• ASSIGNMENT:
Please give back only the lines below from the one containing "look, thank you." to the one containing "1. Switch to", each repeated word for word, both ends included.

• EXTRACTED INFORMATION:

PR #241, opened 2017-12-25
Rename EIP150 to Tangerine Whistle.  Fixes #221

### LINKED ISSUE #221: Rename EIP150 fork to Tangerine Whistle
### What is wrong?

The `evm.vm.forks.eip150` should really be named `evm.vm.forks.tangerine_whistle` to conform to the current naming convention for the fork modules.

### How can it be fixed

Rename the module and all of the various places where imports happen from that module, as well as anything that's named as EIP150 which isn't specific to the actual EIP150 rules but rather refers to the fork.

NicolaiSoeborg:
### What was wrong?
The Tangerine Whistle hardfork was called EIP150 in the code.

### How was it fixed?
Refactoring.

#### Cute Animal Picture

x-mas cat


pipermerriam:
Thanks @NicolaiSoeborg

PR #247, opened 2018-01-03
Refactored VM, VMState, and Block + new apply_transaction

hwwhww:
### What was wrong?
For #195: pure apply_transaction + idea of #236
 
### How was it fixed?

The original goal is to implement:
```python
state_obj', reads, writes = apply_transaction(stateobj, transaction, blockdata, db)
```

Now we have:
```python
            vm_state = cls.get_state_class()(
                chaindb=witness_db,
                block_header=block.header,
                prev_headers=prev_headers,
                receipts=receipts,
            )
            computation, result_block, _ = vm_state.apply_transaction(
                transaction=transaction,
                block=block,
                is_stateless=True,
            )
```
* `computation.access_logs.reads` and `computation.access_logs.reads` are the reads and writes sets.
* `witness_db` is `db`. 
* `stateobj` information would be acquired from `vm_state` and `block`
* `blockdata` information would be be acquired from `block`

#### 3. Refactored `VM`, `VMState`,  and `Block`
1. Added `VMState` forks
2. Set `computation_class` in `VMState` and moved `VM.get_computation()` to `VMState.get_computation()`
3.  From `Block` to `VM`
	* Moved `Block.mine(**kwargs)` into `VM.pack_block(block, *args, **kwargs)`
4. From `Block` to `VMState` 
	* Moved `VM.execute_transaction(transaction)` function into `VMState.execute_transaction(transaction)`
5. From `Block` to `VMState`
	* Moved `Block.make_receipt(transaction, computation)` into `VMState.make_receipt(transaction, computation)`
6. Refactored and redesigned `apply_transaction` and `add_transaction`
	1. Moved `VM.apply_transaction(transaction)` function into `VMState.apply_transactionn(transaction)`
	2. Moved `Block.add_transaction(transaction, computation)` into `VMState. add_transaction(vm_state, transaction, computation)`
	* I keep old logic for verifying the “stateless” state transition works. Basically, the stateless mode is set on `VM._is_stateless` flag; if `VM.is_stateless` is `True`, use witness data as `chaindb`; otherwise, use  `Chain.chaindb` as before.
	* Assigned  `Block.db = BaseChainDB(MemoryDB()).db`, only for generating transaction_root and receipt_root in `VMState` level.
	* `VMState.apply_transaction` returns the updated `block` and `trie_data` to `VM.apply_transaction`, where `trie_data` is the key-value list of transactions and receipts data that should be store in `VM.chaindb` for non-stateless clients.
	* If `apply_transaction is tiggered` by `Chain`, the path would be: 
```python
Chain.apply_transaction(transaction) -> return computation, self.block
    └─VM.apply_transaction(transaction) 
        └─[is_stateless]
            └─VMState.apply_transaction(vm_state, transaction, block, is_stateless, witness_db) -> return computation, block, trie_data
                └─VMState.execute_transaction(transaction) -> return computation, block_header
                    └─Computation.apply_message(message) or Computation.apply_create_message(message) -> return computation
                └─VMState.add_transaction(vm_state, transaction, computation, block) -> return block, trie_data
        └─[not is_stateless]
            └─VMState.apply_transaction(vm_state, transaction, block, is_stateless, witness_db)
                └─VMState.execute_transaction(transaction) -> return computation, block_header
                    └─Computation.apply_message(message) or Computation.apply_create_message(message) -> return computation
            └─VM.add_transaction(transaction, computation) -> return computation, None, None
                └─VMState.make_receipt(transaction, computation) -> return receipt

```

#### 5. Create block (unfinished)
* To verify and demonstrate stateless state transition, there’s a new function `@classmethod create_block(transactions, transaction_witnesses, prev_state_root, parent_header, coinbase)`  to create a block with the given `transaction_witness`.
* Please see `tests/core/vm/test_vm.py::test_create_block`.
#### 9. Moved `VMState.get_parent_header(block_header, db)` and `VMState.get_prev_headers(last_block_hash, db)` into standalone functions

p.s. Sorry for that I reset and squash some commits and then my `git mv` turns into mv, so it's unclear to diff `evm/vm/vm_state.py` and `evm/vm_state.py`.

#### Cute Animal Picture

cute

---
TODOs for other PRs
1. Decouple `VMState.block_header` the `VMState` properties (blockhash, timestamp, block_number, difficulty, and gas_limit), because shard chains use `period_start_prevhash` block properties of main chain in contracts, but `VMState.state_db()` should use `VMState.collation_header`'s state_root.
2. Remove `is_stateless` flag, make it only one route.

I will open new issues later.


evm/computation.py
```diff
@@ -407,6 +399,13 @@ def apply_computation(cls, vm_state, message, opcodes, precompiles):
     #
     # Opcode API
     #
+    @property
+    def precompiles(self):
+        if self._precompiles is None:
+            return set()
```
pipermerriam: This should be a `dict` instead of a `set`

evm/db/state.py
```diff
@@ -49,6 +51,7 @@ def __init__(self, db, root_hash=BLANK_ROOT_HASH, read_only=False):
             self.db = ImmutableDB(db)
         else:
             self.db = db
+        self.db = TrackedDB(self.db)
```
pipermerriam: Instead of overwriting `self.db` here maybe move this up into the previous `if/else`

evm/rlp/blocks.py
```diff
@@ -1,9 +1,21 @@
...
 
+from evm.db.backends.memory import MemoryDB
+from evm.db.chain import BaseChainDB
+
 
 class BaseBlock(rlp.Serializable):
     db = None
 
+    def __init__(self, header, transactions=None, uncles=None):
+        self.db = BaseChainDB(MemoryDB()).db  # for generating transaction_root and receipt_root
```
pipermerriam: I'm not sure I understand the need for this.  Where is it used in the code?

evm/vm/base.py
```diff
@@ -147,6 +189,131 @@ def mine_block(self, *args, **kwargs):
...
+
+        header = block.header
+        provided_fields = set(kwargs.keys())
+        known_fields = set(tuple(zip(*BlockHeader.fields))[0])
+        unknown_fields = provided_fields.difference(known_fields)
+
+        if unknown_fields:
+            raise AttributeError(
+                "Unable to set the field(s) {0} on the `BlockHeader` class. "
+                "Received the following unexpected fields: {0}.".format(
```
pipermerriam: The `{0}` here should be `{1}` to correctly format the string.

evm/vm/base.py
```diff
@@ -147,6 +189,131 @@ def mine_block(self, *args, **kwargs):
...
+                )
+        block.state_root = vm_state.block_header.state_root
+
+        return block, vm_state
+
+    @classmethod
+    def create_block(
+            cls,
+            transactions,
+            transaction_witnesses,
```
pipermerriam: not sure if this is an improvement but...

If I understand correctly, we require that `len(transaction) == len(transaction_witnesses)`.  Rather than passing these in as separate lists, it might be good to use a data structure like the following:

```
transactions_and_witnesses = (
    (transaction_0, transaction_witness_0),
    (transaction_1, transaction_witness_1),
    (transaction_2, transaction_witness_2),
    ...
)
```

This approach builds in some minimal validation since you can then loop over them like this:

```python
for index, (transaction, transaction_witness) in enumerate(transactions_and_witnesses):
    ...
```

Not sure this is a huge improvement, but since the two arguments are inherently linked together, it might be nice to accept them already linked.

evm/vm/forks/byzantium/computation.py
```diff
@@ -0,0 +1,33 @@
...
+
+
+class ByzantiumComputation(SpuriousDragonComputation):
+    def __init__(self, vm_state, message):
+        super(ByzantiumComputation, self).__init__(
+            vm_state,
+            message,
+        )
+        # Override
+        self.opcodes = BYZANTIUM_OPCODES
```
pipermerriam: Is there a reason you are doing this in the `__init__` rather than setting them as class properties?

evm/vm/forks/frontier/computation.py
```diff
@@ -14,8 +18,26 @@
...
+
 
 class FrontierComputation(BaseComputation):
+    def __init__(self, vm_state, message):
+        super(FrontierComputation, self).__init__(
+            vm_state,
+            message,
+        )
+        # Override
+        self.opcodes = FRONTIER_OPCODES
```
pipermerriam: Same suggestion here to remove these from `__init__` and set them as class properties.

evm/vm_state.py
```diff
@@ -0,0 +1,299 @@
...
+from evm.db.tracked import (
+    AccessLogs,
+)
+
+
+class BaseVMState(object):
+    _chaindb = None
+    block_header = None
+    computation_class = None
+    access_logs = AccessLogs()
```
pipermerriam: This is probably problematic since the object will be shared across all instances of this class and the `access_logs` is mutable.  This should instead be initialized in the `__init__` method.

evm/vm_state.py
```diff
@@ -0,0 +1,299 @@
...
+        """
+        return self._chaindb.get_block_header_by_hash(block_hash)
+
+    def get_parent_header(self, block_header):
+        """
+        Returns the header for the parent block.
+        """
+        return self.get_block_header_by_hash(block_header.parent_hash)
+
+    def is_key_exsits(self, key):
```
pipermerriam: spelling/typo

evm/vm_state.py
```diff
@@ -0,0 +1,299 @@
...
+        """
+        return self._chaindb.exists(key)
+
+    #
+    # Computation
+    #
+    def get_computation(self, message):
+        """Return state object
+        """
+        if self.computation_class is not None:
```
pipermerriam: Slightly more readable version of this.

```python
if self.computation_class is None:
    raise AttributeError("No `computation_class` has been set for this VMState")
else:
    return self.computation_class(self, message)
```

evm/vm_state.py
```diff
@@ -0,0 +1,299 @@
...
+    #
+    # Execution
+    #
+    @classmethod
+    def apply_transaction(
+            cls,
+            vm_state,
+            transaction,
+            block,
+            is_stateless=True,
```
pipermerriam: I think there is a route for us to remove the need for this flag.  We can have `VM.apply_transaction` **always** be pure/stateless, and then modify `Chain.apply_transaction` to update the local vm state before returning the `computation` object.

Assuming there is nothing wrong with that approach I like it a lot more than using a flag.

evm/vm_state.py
--
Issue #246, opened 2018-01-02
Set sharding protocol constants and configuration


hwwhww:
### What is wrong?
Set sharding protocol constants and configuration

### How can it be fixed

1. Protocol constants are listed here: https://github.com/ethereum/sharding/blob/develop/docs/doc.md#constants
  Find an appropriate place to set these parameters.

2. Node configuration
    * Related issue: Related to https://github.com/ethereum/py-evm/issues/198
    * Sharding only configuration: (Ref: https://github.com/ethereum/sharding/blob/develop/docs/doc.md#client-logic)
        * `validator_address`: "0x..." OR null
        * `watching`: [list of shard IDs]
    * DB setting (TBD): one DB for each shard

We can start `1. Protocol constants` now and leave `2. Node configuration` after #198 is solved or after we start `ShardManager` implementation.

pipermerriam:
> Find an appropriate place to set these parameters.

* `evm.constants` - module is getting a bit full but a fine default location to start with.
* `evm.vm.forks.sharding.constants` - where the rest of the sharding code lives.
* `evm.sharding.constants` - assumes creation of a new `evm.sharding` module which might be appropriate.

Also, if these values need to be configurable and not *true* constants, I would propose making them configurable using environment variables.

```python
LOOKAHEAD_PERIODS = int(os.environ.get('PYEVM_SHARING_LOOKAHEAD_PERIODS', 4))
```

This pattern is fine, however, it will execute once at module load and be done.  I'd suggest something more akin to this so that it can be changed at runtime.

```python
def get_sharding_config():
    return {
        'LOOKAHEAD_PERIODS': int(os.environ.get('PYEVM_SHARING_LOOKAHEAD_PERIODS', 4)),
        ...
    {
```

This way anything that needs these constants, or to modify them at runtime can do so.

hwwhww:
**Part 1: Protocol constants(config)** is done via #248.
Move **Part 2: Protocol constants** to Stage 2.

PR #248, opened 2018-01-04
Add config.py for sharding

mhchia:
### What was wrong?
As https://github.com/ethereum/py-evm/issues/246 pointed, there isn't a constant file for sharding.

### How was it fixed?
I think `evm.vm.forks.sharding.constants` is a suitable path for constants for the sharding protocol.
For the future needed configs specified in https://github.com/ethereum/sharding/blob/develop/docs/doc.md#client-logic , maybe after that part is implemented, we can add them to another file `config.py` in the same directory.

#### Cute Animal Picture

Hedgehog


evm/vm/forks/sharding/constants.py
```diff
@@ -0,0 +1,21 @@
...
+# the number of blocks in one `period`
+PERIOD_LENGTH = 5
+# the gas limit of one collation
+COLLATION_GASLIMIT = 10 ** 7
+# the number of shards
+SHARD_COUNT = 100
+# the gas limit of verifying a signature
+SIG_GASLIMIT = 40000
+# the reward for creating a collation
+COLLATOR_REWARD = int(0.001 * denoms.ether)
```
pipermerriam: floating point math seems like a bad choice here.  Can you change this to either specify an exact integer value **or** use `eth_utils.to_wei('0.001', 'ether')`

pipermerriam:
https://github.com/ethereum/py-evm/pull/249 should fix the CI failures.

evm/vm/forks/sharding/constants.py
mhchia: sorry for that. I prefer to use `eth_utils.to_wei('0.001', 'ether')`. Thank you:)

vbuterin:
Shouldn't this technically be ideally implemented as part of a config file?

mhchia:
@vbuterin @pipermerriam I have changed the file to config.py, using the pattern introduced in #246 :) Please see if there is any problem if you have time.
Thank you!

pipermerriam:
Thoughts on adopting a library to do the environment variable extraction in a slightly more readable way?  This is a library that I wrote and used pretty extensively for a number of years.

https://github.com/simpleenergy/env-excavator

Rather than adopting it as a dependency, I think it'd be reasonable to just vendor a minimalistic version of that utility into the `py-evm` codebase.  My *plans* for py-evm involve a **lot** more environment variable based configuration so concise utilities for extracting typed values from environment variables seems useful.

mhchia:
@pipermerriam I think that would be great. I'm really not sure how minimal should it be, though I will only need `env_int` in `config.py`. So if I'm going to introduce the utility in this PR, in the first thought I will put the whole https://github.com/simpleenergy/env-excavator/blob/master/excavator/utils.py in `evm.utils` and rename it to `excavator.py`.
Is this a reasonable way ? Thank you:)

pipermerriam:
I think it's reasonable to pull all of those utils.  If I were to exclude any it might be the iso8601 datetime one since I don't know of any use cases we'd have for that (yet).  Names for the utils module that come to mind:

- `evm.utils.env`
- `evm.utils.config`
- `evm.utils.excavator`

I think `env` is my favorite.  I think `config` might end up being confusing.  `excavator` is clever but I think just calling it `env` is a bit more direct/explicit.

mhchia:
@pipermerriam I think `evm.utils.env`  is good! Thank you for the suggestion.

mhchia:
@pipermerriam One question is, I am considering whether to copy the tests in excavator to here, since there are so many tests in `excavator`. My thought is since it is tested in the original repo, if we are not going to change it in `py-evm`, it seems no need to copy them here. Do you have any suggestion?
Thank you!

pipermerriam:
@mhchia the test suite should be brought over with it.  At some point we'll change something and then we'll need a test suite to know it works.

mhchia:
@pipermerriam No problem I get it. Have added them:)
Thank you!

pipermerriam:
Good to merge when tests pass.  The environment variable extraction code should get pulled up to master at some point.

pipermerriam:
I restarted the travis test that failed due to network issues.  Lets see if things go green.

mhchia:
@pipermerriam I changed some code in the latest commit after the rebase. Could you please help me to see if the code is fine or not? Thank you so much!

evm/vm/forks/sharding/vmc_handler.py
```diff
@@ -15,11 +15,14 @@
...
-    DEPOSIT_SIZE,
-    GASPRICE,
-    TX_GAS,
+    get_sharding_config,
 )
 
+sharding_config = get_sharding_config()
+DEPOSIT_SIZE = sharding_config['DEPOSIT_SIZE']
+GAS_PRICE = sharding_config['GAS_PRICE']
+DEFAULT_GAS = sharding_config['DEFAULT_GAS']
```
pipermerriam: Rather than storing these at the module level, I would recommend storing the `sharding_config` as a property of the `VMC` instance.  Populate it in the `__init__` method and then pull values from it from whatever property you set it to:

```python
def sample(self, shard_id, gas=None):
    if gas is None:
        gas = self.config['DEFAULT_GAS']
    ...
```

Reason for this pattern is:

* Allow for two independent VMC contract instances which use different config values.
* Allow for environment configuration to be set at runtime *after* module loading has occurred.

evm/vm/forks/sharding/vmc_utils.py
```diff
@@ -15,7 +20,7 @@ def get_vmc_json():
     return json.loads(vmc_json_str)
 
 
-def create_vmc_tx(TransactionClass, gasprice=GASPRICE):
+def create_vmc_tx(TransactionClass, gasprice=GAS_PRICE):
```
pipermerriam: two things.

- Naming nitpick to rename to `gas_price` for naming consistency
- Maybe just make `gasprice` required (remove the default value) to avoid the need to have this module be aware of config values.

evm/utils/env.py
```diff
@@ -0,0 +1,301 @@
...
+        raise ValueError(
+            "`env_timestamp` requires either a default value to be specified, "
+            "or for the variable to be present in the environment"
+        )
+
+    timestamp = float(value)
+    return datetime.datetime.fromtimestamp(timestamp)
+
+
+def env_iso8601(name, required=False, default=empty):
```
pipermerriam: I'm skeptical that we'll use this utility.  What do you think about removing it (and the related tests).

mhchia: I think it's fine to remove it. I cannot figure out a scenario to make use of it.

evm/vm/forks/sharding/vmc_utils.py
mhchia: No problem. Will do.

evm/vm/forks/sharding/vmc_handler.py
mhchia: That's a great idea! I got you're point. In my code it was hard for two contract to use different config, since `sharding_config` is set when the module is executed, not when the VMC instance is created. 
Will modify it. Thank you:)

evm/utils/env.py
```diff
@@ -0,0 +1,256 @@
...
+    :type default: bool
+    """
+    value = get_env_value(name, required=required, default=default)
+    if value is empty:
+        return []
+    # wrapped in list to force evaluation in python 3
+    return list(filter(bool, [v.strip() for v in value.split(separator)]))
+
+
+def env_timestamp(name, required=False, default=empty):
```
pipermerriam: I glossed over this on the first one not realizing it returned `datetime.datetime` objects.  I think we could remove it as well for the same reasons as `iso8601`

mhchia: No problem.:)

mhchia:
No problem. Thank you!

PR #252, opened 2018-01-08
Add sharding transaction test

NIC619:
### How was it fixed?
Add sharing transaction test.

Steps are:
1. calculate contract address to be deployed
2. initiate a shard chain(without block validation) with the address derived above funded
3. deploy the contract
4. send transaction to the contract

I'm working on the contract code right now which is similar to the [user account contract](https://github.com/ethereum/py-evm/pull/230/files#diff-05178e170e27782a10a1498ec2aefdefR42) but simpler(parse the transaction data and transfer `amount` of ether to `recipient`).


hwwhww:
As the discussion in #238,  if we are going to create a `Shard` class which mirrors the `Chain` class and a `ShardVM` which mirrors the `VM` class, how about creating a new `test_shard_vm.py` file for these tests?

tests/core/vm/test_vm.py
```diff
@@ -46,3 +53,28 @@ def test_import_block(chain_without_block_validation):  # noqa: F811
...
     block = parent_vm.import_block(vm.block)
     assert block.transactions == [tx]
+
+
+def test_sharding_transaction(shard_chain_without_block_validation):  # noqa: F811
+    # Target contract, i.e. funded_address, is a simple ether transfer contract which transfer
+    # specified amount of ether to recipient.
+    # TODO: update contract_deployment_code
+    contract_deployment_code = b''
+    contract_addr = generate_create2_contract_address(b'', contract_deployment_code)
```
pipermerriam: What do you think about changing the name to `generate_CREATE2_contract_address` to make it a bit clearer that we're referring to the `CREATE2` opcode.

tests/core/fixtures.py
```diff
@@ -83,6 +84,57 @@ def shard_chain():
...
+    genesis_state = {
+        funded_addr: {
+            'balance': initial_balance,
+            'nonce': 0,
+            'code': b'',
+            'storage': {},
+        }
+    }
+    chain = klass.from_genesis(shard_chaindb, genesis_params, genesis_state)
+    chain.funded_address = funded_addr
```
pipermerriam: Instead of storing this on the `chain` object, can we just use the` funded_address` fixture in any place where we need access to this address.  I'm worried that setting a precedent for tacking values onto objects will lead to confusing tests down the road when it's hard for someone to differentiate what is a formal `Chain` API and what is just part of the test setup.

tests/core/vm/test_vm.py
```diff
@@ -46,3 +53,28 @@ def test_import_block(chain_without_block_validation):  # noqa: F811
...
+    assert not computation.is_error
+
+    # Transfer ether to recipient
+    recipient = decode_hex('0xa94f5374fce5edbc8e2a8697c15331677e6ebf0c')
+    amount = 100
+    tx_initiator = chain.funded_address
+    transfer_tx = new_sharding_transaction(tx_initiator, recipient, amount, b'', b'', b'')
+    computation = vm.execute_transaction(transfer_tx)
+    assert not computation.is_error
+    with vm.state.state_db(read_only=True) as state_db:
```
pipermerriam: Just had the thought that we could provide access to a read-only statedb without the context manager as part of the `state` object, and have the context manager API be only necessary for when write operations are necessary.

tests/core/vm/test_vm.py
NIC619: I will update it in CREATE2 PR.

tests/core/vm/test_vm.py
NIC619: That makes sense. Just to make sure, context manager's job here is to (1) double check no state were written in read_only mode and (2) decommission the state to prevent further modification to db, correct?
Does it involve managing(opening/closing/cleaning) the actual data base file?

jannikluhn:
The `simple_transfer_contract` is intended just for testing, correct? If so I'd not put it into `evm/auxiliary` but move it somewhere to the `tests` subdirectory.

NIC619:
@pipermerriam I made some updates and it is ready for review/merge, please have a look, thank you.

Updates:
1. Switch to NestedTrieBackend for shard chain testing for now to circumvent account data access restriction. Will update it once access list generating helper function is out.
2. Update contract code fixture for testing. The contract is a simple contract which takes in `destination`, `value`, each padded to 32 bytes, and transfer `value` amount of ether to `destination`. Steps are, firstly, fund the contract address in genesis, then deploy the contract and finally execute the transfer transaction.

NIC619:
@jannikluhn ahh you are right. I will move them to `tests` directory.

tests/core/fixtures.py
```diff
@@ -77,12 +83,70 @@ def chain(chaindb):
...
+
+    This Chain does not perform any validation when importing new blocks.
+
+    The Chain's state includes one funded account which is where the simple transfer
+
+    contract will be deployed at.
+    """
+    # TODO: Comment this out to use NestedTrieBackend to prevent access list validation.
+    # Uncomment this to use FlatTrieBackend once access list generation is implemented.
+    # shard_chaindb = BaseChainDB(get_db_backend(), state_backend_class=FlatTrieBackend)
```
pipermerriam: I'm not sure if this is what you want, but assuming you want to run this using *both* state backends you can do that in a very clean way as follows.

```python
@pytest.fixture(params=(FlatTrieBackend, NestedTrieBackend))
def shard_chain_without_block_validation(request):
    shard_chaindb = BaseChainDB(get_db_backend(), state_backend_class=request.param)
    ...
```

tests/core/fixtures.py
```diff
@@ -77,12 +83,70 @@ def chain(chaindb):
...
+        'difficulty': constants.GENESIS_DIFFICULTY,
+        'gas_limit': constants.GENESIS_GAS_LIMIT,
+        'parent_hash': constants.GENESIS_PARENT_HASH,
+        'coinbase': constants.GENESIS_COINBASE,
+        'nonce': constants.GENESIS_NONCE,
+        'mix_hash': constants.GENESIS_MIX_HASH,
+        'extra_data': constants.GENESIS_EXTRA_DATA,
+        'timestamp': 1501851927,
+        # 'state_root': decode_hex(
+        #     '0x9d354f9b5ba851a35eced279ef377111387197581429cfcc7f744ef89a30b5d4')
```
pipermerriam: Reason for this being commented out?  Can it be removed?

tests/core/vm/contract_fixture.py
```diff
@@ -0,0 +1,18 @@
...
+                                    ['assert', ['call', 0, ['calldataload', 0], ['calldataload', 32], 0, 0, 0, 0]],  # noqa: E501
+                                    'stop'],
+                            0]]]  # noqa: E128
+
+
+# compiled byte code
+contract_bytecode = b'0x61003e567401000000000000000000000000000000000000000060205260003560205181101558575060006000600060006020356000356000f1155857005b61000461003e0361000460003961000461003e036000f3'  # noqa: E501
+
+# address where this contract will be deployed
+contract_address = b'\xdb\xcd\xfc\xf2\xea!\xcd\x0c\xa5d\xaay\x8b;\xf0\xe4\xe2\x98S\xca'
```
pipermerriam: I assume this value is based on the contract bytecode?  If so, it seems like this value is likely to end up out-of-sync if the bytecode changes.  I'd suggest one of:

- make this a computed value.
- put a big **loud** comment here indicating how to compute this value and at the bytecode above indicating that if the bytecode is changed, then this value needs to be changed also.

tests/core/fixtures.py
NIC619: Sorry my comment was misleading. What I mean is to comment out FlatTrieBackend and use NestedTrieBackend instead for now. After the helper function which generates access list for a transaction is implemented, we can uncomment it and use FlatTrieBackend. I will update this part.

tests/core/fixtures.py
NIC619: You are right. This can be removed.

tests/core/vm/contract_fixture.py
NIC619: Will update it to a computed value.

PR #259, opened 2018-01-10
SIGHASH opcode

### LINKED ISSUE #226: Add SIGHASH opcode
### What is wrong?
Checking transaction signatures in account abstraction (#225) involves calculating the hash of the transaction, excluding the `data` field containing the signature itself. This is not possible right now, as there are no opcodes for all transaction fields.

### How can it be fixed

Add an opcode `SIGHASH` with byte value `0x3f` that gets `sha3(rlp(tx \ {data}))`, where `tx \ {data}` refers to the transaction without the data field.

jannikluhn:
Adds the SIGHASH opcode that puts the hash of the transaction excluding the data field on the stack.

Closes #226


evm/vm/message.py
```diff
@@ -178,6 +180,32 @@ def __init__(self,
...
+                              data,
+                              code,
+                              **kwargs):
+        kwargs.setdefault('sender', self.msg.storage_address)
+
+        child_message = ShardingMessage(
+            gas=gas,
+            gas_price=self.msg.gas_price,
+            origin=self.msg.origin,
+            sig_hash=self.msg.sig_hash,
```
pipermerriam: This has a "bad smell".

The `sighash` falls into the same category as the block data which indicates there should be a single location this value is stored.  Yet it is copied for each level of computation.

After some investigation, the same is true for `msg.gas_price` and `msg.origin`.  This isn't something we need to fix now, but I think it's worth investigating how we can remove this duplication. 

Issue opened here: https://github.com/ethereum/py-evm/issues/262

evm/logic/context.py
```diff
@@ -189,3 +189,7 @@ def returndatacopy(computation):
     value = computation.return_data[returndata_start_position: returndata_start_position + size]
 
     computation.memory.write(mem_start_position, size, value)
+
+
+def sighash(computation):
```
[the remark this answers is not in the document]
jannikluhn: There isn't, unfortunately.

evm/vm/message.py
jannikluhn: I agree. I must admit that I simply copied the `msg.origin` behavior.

• ANSWER AREA:
@pipermerriam I made some updates and it is ready for review/merge, please have a look, thank you.

Updates:
1. Switch to NestedTrieBackend for shard chain testing for now to circumvent account data access restriction. Will update it once access list generating helper function is out.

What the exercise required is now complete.